PR #105, opened 2024-12-05
Remove duplicate types and class types signature items

### LINKED ISSUE #104: Remove duplicate types and class types when detecting changes in class declarations and class type declarations.
As noted by #90 and #103, when adding a class declaration an object type and a class type are added by the compiler beside the class itself, and when adding a class type, an object type is added beside the class type. The same is true when removing or modifying a class or a class type. 

For example, if cls1 has been added to a module signature: 

```ocaml

class cls1 : object
  method m1 : int -> int
end
```

they will get this: 

```
 +type cls1 = < m1 : int -> int >
 +class cls1 : object method m1 : int -> int end
 +class type cls1 = object method m1 : int -> int end
```
whereby they expect just a class declaration is added:

```
 +class cls1 : object method m1 : int -> int end
```

I think a possible approach would be to check a field in the type_declaration, class_declaration or a class_type_declaration record before adding it to the Sig_item_map that we build at the start of the diffing process.

The tests should be updated accordingly as well.

azzsal:
This should resolve #104. I have dug down a bit in the ```Types``` module to find a record field that would distinguish a type from a class declaration, etc,  but I have not found any. I followed a simpler approach to not add a type if a class or a class type have been added, and not to add a class type if a class has been added. 

Sorry about the delay!

### DIFF
--- a/lib/sig_item_map.ml
+++ b/lib/sig_item_map.ml
@@ -42,18 +42,6 @@ let add (type a) ~name (item_type : a item_type) (item : a) maps : t =
         class_type_map = String_map.add name item maps.class_type_map;
       }
 
-let remove (type a) ~name (item_type : a item_type) maps : t =
-  match item_type with
-  | Value -> { maps with values_map = String_map.remove name maps.values_map }
-  | Module ->
-      { maps with modules_map = String_map.remove name maps.modules_map }
-  | Modtype ->
-      { maps with modtypes_map = String_map.remove name maps.modtypes_map }
-  | Type -> { maps with types_map = String_map.remove name maps.types_map }
-  | Class -> { maps with class_map = String_map.remove name maps.class_map }
-  | Classtype ->
-      { maps with class_type_map = String_map.remove name maps.class_type_map }
-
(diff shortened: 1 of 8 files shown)


lib/sig_item_map.ml
```diff
@@ -42,6 +42,27 @@ let add (type a) ~name (item_type : a item_type) (item : a) maps : t =
         class_type_map = String_map.add name item maps.class_type_map;
       }
 
+let remove (type a) ~name (item_type : a item_type) maps : t =
```
NathanReb, line 45: I believe this is unused, we can remove it for now!

NathanReb (commented):
This looks great! Thanks!

It does rely on the duplicates appearing after the class or class type but I don't think that's going to change so it's fine by me! We'll fix it if the need arises.

I have just one comment about the unused `remove` val but other than that it's good to go!

NathanReb:
Oh my bad, one last thing! Can you add a changelog entry under `Fixed`?

NathanReb (approved):
Awesome, thanks!

PR #106, opened 2025-01-01
Detect modification of class and class types

azzsal:
This is a continuation of #90 and #103. I added simple detection as other signature items.


NathanReb (commented):
This looks great, thanks!

We might need to do the `Includeclass` both ways, as in with reversed arguments as well.

Could you add a test or a pair of tests to make sure that something like:
```ocaml
class x : object
  method set : int -> int
end
```
and
```ocaml
class x : object
  method set : int -> int
  method size : int
end
```
are considered modified?

NathanReb (commented):
Besides the small typo, this looks good!

I'm surprised it does not consider one of the classes or class type in these new tests to be "more general", as specified by the compiler internal's documentation but I may have misunderstood it!

NathanReb:
I just realized I didn't hit the merge button on this, my bad. @azzsal do you want to take care of rebasing this or should I go ahead and do it?

NathanReb:
The CI's failing because one of the tests was not properly updated it seems, I'll fix this and merge!

PR #107, opened 2025-01-07
Add Support for unwrapped libraries

### LINKED ISSUE #71: Support unwrapped libraries
Once #70 has been fixed we should think about adding support for unwrapped libraries, i.e. libraries that don't have a single entry module.

azzsal:
This should eventually resolve #71. 
The following changes will be added incrementally:

- [x] Add a flag for unwrapped libraries in the api-diff CLI tool.
- [x] Add Library.load_unwrapped

### DIFF
--- a/bin/api_diff.ml
+++ b/bin/api_diff.ml
@@ -47,8 +47,10 @@ let run (`Main_module main_module) (`Unwrapped_library unwrapped)
     match curr_mode with
     | Wrapped main_module ->
         let main_module = String.capitalize_ascii main_module in
-        let+ reference_sig = Api_watch.Library.load ~main_module reference
-        and+ current_sig = Api_watch.Library.load ~main_module current in
+        let+ reference_map = Api_watch.Library.load ~main_module reference
+        and+ current_map = Api_watch.Library.load ~main_module current in
+        let reference_sig = Api_watch.String_map.find main_module reference_map in
+        let current_sig = Api_watch.String_map.find main_module current_map in
         let module_name = String.capitalize_ascii main_module in
         (reference_sig, current_sig, module_name)
     | Unwrapped -> failwith "TODO: Call Api_watch.Library.load_unwrapped"
--- a/bin/api_diff.ml
+++ b/bin/api_diff.ml
@@ -49,7 +49,9 @@ let run (`Main_module main_module) (`Unwrapped_library unwrapped)
         let main_module = String.capitalize_ascii main_module in
         let+ reference_map = Api_watch.Library.load ~main_module reference
         and+ current_map = Api_watch.Library.load ~main_module current in
-        let reference_sig = Api_watch.String_map.find main_module reference_map in
+        let reference_sig =
+          Api_watch.String_map.find main_module reference_map
+        in
         let current_sig = Api_watch.String_map.find main_module current_map in
         let module_name = String.capitalize_ascii main_module in
         (reference_sig, current_sig, module_name)
--- a/bin/api_diff.ml
+++ b/bin/api_diff.ml
@@ -10,29 +10,29 @@ let both_directories reference current =
       Error
         "Arguments must either both be directories or both single .cmi files."
 
+let print_warning main_module unwrapped =
+  match (main_module, unwrapped) with
+  | None, false -> ()
+  | Some _, false ->
+      Printf.eprintf
+        "%s: --main-module is ignored when diffing single .cmi files\n"
+        tool_name
+  | None, true ->
+      Printf.eprintf
+        "%s: --unwrapped is ignored when diffing single .cmi files\n" tool_name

=======

Wherever the word "true" turns up in a line of the entries above, copy that line.

As noted by #90 and #103, when adding a class declaration an object type and a class type are added by the compiler beside the class itself, and when adding a class type, an object type is added beside the class type. The same is true when removing or modifying a class or a class type. 
+  | None, true ->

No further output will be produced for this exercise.